* [Available data]:
= = = = = = =

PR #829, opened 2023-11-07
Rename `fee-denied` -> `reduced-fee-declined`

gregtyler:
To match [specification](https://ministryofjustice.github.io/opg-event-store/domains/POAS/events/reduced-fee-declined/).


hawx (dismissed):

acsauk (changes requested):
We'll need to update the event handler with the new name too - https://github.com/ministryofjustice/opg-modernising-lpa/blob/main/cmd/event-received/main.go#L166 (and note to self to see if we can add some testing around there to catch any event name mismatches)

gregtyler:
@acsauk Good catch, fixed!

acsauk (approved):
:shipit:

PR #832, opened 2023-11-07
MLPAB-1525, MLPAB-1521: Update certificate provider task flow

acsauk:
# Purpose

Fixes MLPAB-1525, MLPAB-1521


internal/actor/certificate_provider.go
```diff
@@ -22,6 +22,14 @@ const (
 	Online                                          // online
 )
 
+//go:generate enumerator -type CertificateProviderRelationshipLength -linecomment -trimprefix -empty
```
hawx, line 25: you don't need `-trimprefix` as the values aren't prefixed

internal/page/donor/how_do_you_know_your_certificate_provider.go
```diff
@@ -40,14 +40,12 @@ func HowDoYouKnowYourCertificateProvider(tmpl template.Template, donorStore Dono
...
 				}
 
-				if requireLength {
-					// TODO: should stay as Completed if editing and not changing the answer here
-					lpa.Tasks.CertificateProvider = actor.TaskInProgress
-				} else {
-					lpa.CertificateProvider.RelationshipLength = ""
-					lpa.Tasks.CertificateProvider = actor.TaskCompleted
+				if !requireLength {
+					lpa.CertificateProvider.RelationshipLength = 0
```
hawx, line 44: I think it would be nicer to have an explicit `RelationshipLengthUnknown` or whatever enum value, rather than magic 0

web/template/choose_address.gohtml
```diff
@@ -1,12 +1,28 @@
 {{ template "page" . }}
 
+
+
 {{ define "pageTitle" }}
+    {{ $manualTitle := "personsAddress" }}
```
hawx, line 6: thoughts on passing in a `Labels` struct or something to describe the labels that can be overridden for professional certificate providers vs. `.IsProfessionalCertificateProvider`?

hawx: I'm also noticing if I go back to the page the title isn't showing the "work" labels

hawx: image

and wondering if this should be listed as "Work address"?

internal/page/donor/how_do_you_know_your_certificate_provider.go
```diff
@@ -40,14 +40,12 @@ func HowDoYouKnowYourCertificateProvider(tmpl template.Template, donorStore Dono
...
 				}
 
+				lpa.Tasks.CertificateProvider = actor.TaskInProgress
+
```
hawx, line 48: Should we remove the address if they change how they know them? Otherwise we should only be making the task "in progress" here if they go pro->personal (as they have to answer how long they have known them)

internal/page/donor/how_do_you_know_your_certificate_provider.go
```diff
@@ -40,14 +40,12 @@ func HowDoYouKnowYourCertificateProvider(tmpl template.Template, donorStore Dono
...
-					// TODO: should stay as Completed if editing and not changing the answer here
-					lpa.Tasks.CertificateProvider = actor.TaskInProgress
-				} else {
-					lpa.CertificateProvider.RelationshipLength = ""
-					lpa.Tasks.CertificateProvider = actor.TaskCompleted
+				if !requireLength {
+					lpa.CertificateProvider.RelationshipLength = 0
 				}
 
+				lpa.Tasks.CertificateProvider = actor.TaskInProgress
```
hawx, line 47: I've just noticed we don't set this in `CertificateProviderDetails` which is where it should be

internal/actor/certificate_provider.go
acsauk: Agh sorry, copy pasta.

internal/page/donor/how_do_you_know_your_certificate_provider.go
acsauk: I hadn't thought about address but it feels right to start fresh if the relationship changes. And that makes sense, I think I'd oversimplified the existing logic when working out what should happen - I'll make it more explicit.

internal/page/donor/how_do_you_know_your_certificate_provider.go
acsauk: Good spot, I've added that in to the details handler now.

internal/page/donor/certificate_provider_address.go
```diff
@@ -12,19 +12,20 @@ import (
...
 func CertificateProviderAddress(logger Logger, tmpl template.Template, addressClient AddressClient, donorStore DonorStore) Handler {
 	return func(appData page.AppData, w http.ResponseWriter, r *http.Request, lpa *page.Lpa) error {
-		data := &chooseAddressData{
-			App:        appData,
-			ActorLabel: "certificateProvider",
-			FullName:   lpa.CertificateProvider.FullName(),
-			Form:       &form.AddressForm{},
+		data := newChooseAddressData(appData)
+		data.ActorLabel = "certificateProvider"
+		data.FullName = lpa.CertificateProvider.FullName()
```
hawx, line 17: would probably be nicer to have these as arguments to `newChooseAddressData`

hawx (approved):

= = = = = = =

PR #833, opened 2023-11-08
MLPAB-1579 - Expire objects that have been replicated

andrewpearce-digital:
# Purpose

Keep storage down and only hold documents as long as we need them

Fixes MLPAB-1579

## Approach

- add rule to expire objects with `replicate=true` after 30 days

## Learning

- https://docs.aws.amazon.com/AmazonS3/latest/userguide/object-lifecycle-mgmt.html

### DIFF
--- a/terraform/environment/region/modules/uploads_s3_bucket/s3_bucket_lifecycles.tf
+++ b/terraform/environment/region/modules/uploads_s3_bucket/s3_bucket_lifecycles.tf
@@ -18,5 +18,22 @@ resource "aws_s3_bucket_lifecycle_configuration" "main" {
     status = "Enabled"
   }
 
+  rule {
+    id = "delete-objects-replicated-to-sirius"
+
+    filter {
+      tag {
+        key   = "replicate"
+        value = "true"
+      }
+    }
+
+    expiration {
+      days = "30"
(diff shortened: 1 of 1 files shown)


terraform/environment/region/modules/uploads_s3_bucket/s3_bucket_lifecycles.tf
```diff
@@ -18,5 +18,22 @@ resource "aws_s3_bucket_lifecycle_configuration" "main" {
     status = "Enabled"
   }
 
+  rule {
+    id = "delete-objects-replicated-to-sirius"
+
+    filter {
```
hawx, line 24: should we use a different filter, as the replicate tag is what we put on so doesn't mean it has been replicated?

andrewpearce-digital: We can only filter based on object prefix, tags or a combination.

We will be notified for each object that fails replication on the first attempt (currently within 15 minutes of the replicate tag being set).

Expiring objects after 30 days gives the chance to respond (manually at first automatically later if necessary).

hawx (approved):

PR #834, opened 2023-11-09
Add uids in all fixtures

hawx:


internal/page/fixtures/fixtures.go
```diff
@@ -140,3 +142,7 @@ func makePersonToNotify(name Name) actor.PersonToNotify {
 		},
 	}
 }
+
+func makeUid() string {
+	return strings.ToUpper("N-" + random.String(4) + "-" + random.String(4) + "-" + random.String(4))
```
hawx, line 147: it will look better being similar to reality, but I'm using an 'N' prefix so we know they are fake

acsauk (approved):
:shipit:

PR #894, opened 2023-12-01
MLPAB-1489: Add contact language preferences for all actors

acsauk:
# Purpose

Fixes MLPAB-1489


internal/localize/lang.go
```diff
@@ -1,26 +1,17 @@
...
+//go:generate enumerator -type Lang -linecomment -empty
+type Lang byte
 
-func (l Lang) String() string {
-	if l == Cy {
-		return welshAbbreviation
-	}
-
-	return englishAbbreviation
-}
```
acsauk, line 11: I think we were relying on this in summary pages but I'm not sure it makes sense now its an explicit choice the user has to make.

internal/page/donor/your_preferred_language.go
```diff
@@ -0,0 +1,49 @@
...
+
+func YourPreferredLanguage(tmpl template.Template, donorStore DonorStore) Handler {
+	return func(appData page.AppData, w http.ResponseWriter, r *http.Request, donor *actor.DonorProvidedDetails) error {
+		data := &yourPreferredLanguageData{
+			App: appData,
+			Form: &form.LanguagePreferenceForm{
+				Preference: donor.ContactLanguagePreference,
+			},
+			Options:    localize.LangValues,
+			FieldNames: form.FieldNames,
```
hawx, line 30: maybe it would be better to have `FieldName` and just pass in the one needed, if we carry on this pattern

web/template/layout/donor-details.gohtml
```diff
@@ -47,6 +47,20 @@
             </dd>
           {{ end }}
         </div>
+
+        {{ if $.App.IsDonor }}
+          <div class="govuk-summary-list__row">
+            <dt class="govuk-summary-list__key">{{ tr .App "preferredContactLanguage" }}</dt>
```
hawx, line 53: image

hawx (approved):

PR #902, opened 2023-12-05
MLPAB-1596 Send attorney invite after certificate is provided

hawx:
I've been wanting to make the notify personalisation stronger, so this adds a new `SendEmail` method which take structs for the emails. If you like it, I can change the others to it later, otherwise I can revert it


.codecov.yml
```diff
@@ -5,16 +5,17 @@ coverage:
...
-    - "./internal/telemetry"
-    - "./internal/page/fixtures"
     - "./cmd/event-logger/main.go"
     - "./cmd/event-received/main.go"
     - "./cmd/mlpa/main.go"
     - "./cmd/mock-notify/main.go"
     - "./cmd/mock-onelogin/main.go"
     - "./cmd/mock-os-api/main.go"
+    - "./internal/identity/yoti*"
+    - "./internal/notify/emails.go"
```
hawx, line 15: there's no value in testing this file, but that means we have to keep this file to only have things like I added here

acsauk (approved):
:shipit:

= = = = = = =

* [What the task asks]: When a line in the material includes the word "environment", copy it out.

* [Solution to this exercise]:
--- a/terraform/environment/region/modules/uploads_s3_bucket/s3_bucket_lifecycles.tf
+++ b/terraform/environment/region/modules/uploads_s3_bucket/s3_bucket_lifecycles.tf
terraform/environment/region/modules/uploads_s3_bucket/s3_bucket_lifecycles.tf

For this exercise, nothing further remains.